PR #4767, opened 2024-12-12
Whole module imports

nrc:
This is the initial work to support assemblies. This PR lets you import a module as a part in another one (see the new test import_whole for an example). It renders properly and it works with code (e.g., you can `import 'foo.kcl'` then `foo |> shell(...)` or whatever), but nothing in the UI works other than selection (it doesn't crash or get into a bad state, afaict though). There is a warning when using this feature, so the unfinishedness shouldn't hit users unexpectedly.

### DIFF
--- a/src/wasm-lib/kcl/src/execution/mod.rs
+++ b/src/wasm-lib/kcl/src/execution/mod.rs
@@ -22,6 +22,7 @@ type Point3D = kcmc::shared::Point3d<f64>;
 
 pub use function_param::FunctionParam;
 pub use kcl_value::{KclObjectFields, KclValue};
+use uuid::Uuid;
 
 pub(crate) mod cache;
 mod cad_op;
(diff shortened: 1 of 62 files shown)


jtran (approved):
Splitting up global and module state is great!

src/wasm-lib/kcl/src/execution/mod.rs
```diff
@@ -2082,39 +2168,52 @@ impl ExecutorContext {
...
             }));
         }
-        let module_id = exec_state.add_module(resolved_path.clone());
-        let source = self.fs.read_to_string(&resolved_path, source_range).await?;
-        // TODO handle parsing errors properly
-        let program = crate::parsing::parse_str(&source, module_id).parse_errs_as_err()?;
+        exec_state.add_module(resolved_path.clone(), self, source_range).await
+    }
+
+    async fn exec_module(
```
jtran, line 2174: I like how parsing a module and executing it are split up now.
■ ■ ■ ■ ■ ■ ■
● **Task instructions**:
Search the listing for the word "execution". Copy every line in which it occurs.

● **Answer section**:
--- a/src/wasm-lib/kcl/src/execution/mod.rs
+++ b/src/wasm-lib/kcl/src/execution/mod.rs
src/wasm-lib/kcl/src/execution/mod.rs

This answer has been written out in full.